Member of the Canadian Parliament for Selkirk
- In office 1882–1887
- Preceded by: Thomas Scott
- Succeeded by: Thomas Mayne Daly

Personal details
- Born: February 22, 1845 New London, Prince Edward Island
- Died: August 14, 1926 (aged 81) Croydon (London), England
- Party: Liberal

= Hugh McKay Sutherland =

Canadian politician

Hugh McKay Sutherland (February 22, 1845 - August 14, 1926) was a lumber merchant and political figure in Manitoba, Canada. He represented Selkirk in the House of Commons of Canada from 1882 to 1887 as a Liberal member.

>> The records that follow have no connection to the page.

PR #1785, opened 2015-12-22
rose bush: cycles/jobs: display suite host:port

matthewrmshin:
Take advantage of cylc/cylc#1705

### DIFF
--- a/lib/html/template/rose-bush/cycles.html
+++ b/lib/html/template/rose-bush/cycles.html
@@ -57,36 +57,45 @@
 
 {% include "pager.html" -%}
 
-{% for entry in entries -%}
-<div class="row-fluid entry">
-<div class="span2">
-<a href="{{script}}/jobs/{{user}}/{{suite}}?cycles={{entry.cycle|replace('+', '%2B')}}" class="cycle" title="{{entry.cycle}}">{{entry.cycle}}</a>
-</div>
-{% for state, icon, label, title in [("active", "play", "info", "active tasks"), ("success", "ok", "success", "succeeded tasks"), ("fail", "warning-sign", "important", "failed tasks")] -%}
-{% set n_state = entry.n_states[state] -%}
-<div class="span2">
-{% if n_state -%}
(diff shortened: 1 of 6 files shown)


matthewrmshin:
@arjclark @kaday please review. New test requires cylc/cylc#1705 or it will skip.

arjclark:
I'm inclined to wait until cylc/cylc#1705 is finalised and merged before pressing go on this one in case anything changes once @hjoliver has had chance to review it properly.

arjclark:
As a first pass, looks ok and test battery works in my environment.

I'm not so sure how helpful the line:

Suite has failed tasks \, is running \, last activity 25 minutes ago

is in one of my older suites as, yes a task failed some time ago (last month), but it was subsequently suicided out and has no bearing on the current state of the suite. This has the potential to end up worrying users needlessly...

matthewrmshin:
> Suite has failed tasks , is running , last activity 25 minutes ago

This line has always been there, but was placed in the navigation bar at the top right.

I have moved it down so we can add the `host:port` information in as well. (Otherwise, the navigation bar will look too busy.)

arjclark:
> This line has always been there, but was placed in the navigation bar at the top right.

Got to say, even with those directions I've just struggled to find the equivalent in the old view (2015.12.0) - admittedly obvious once I found it though that that was what has moved down. It is definitely more prominent now for better or worse. IMHO I don't like that being there where it's now the first thing you see but I'm happy for the rest of the team to decide what they think and overrule me on this one - @metomi/metos please take a look and see what you think. (N.B. I have no objection to the "last activity" part of the entry being there, so if this were a case of the icons being kept where they were and the leading line being something like "running on <hostname>, last activity <offset> ago" I wouldn't have any objection).

arjclark:
(Sorry, above should've been @metomi/owners)

matthewrmshin:
Branch re-based.

kaday:
Passes tests in my environment.
Looks okay to me.
I am happy with the change.

PR #1787, opened 2015-12-29
rose bush: configurable logo

### LINKED ISSUE #1642: rose bush: custom title/logo/icon

matthewrmshin:
Close #1642.

### DIFF
--- a/lib/html/template/rose-bush/index.html
+++ b/lib/html/template/rose-bush/index.html
@@ -12,6 +12,9 @@ rel="stylesheet" media="screen" />
 <body>
 <div class="container-fluid">
 <div class="hero-unit">
+{% if logo -%}
+<img {{logo}} />
+{% endif -%}
 <h1>{{title}} <small>@ {{host}}</small></h1>
 <p>Browse User Suite-logs on HTTP</p>
 <p class="pull-right"><small>Rose {{rose_version}}</small></p>
--- a/lib/html/template/rose-bush/suite-base.html
+++ b/lib/html/template/rose-bush/suite-base.html
@@ -17,7 +17,12 @@ rel="stylesheet" media="screen" />
 <body>
 <div class="navbar navbar-static-top">
 <div class="navbar-inner">
-<a class="brand" href="{{script}}/">{{title}} <small>@ {{host}}</small></a>
+<a class="brand" href="{{script}}/">
+{% if logo -%}
+<img {{logo}} />
+{% endif -%}
+{{title}} <small>@ {{host}}</small>
+</a>
 <ul class="nav">
 <li><a href="{{script}}/suites/{{user}}">{{user}}</a></li>
 <li><a><strong>{{suite}}</strong></a></li>
--- a/lib/html/template/rose-bush/suites.html
+++ b/lib/html/template/rose-bush/suites.html
@@ -12,7 +12,12 @@ rel="stylesheet" media="screen" />
 <body>
 <div class="navbar navbar-static-top">
 <div class="navbar-inner">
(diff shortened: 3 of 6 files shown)


matthewrmshin:

lib/html/template/rose-bush/index.html
```diff
@@ -12,6 +12,9 @@
 <body>
 <div class="container-fluid">
 <div class="hero-unit">
+{% if logo -%}
+<img {{logo}} />
```
arjclark: Can you add in some alt text

lib/html/template/rose-bush/suite-base.html
```diff
@@ -17,7 +17,12 @@
 <body>
 <div class="navbar navbar-static-top">
 <div class="navbar-inner">
-<a class="brand" href="{{script}}/">{{title}} <small>@ {{host}}</small></a>
+<a class="brand" href="{{script}}/">
+{% if logo -%}
+<img {{logo}} />
```
arjclark: can you add some alt text

lib/html/template/rose-bush/suites.html
```diff
@@ -12,7 +12,12 @@
 <body>
 <div class="navbar navbar-static-top">
 <div class="navbar-inner">
-<a class="brand" href="{{script}}/">{{title}} <small>@ {{host}}</small></a>
+<a class="brand" href="{{script}}/">
+{% if logo -%}
+<img {{logo}} />
```
arjclark: as above

lib/python/rose/bush.py
```diff
@@ -452,6 +459,7 @@ def view(self, user, suite, path, path_in_tar=None, mode=None):
             rose_version=self.rose_version,
             script=cherrypy.request.script_name,
             time=strftime("%Y-%m-%dT%H:%M:%S+0000", gmtime()),
+            logo=self.logo,
```
arjclark: I think this repeated setting of self.logo is once again highlighting the levels of redundancy in the setting of these data dicts.

lib/html/template/rose-bush/index.html
arjclark: I note in your example below that you configure the alt text as:
```
 [rose-bush]
logo=src="rose-favicon.png" alt="Rose Logo"
```
Not really sure that this should be something that should be configured in the logo config setting.

matthewrmshin: See example in `etc/rose.conf.example` above. The variable `logo` should contain all the attributes required by the `img` tag.

lib/python/rose/bush.py
matthewrmshin: Acknowledged. I am still running a a branch to give this module a good lint.

lib/html/template/rose-bush/index.html
matthewrmshin: I did consider an alternate approach, which will break the attributes into key-value pairs, but it would require a bit more logic. The implemented approach requires the least logic, but is just as effective.

arjclark: I think I'd have preferred the alternative approach as it's less prone to user error. I'll leave it to @kaday to see what she thinks about this though.

arjclark:
Test battery passing in my environment. Code generally looks ok, though I'd like a second opinion on having to configure all html tag elements in the single rose config setting (may just be me that doesn't like this).

Over to @kaday

kaday:
Looks okay, passes test-battery, got a png to work.
In response to @arjclark comment, Matt does not think consider this a major stopper and I am indifferent. No argument seemed more persuasive, so letting it go.

PR #1791, opened 2016-01-07
rose bush: job entry: improve fuzzy time + layout

### LINKED ISSUE #1789: rose bush: jobs list: retain time delta option when paging
This requires passing the option to the server.

matthewrmshin:
Fuzzy time toggle is now preserved when paging.
Location and times are now in their own columns.
A submit number badge is now:
* a link to select all jobs of a given point/task.
* displaying the number of jobs in a given point/task.
* displaying the task status by colour of the point/task.

Close #1789.

### DIFF
--- a/lib/html/template/rose-bush/job-entry.html
+++ b/lib/html/template/rose-bush/job-entry.html
@@ -3,14 +3,14 @@
     <!-- entry: cycle, name, submit_num, files -->
     <!-- entry: status -->
     {% if entry.status and "fail" in entry.status -%}
-    <span class="label label-important">
-      <i class="icon-warning-sign icon-white" title="{{entry.status}}"></i>
-    </span>
-    {% if entry.status != "fail" and entry.status != "fail(ERR)" -%}
       <span class="label label-important">
-        {{entry.status[5:-1]}}
+        <i class="icon-warning-sign icon-white" title="{{entry.status}}"></i>
       </span>
-    {% endif -%}
+      {% if entry.status != "fail" and entry.status != "fail(ERR)" -%}
+        <span class="label label-important">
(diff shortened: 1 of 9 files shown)


matthewrmshin:
@kaday @arjclark please review.

kaday:
The code looks okay.
Test battery fails tests 3 and sometimes 5 of `t/rose-bush/06-host-port.t` but it is nothing to do with this change and @matthewrmshin is fixing it in a new pull request.
Only thing, which could be changed is the `Submitted` could be split on `T`, but this is not a show stopper for me.
Over to @arjclark

lib/html/template/rose-bush/job-entry.html
```diff
@@ -1,139 +1,178 @@
...
-{% endif -%}
-</div>
+  <div class="span4">
+    <!-- entry: cycle, name, submit_num, files -->
+    <!-- entry: status -->
+    {% if entry.status and "fail" in entry.status -%}
+    <span class="label label-important">
+      <i class="icon-warning-sign icon-white" title="{{entry.status}}"></i>
+    </span>
+    {% if entry.status != "fail" and entry.status != "fail(ERR)" -%}
```
arjclark: This if needs indent nesting as its associated endif looks in error against the elif.

arjclark:
One comment on indenting correction otherwise looks good and is testing as working via manual tests and the test battery.

lib/html/template/rose-bush/job-entry.html
matthewrmshin: Fixed.

arjclark:
Change looks good to me once I've unpicked the way github is rendering it. Test battery still passing and no problems found manually testing.

PR #1793, opened 2016-01-11
t: rose-bush 06: improve robustness

matthewrmshin:
Detect for non-zero size in port file, instead of just existence.


matthewrmshin:
@kaday please review. (I think a single review is enough for this one.)

kaday:
Looks okay to me and passes test battery.

PR #1800, opened 2016-01-13
t: rose-bush 06: improve robustness

matthewrmshin:
@kaday please review. (One review is probably enough for this.)


kaday:
It seems more robust in my environment.
Ran the test multiple times.

PR #1804, opened 2016-01-19
Add extra logic to retry rose_ana KGO database operations after failures

stevewardle:
Due to some intermittent failures with the KGO database in rose_ana we should probably add some extra protection around the SQL operations (the errors are platform/file-system related rather than problems with the code - but it's not going to hurt having a little extra checking)

### DIFF
--- a/lib/python/rose/apps/rose_ana.py
+++ b/lib/python/rose/apps/rose_ana.py
@@ -27,6 +27,7 @@ import os
 import re
 import sys
 import sqlite3
+import time
 
 # Rose modules
 import rose.config
@@ -76,8 +77,7 @@ class KGODatabase(object):
         "If the databaste doesn't exist, create it."
         conn = self.get_conn()
         # This table stores the individual comparisons
-        conn.execute(
-            """
+        sql_statement = """
             CREATE TABLE IF NOT EXISTS comparisons (
             app_task TEXT,
             kgo_file TEXT,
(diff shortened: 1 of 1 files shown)


stevewardle:
I'll copy in @scwhitehouse as he'll want to be aware of progress

matthewrmshin:
@scwhitehouse please review 1. I'll do the sanity check.

lib/python/rose/apps/rose_ana.py
```diff
@@ -85,32 +85,53 @@ def create(self):
             status TEXT,
             comparison TEXT,
             PRIMARY KEY(app_task))
-            """)
-        # And this one stores the completion status of the task
-        conn.execute(
             """
+        self.execute_sql_retry(conn, (sql_statement,))
+        # And this one stores the completion status of the task
+        sql_statement = """
```
scwhitehouse: I'm not overly enthusiastic about the reuse of the sql_statement variable name

lib/python/rose/apps/rose_ana.py
```diff
@@ -76,8 +77,7 @@ def create(self):
         "If the databaste doesn't exist, create it."
         conn = self.get_conn()
         # This table stores the individual comparisons
-        conn.execute(
-            """
+        sql_statement = """
             CREATE TABLE IF NOT EXISTS comparisons (
             app_task TEXT,
```
scwhitehouse: This is a little like magic to me, comment what this SQL command is actually trying to do?

lib/python/rose/apps/rose_ana.py
```diff
@@ -85,32 +85,53 @@ def create(self):
...
+        concurrency issues
+
+        """
+        for retry in range(retries):
+            try:
+                conn.execute(*sql_args)
+                return
+            except:
+                time.sleep(timeout)
+        raise
```
scwhitehouse: This is probably me being ignorant of a Python thing, but don't you need to specify what you're raising?

lib/python/rose/apps/rose_ana.py
stevewardle: Hmm... I can change the name of the second one if you're insisting but I don't see that it's a huge problem - the statement execution can't fail and the variable is used in both cases immediately on the next line.  (It's similar to the fairly common use of a variable called something like "msg" for error-strings to be passed to an exception)

lib/python/rose/apps/rose_ana.py
stevewardle: Okay - I'll add a comment before the various SQL statements to clarify the bits that aren't spelled out in the command

lib/python/rose/apps/rose_ana.py
stevewardle: A raise on its own like this essentially means "raise whatever the last unhandled exception was"... so in the above case the code will repeatedly retry if an exception occurs, but if it exceeds the number of retries it will hit the raise and whatever the final error was will be re-raised and propagate up the stack (in this case there's nothing to catch it outside so it will bring down the whole app task)

scwhitehouse:
Looks ok, over to Matt.

PR #1817, opened 2016-01-28
rose task-env: improve --time-delta doc

matthewrmshin:
Improve doc for future duration.

@kaday please review.


kaday:
Looks good to me.
Passes the test-battery as expected in my my environment.

PR #1819, opened 2016-01-29
Reporter timestamp

### LINKED ISSUE #1782: rose app output: display time stamps in verbose modes
For debugging and problem identification purposes it would be useful to have timings printed in the logs from the various stages in the app output.

arjclark:
Closes  #1782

He was born in New London, Prince Edward Island, the son of Donald Sutherland, a Scottish immigrant. Sutherland moved to Oxford County, Canada West with his family in 1849. He taught school there for a time. Sutherland then worked as a bookkeeper for Adam Oliver's lumber business at Ingersoll. He married Mary Dickie in 1864. From 1868 to 1873, he was involved in the lumber trade near Orillia, first in partnership with Oliver and later on his own. In 1873, he moved to the North West region where he served as superintendent of Dominion Government Public Works. He married May Banks in 1878 after the death of his first wife in 1875. Sutherland settled at Winnipeg where he again became involved in the lumber trade. In 1875, he was an unsuccessful candidate for a seat in the Ontario legislative assembly. Sutherland ran unsuccessfully in the federal riding of Winnipeg in 1887. He was president of the Winnipeg and Hudson's Bay Railway, the Rainy Lake Lumber Company, the Canadian Northern Coal and Ore Dock Company, the British and North-West Colonization Company and the Prince Albert Colonization Company and vice-president of the Manitoba South Western Railway. In 1921, Sutherland married Constance Margaret Denholm. He died in Croydon, England at the age of 83 and was buried in Winnipeg.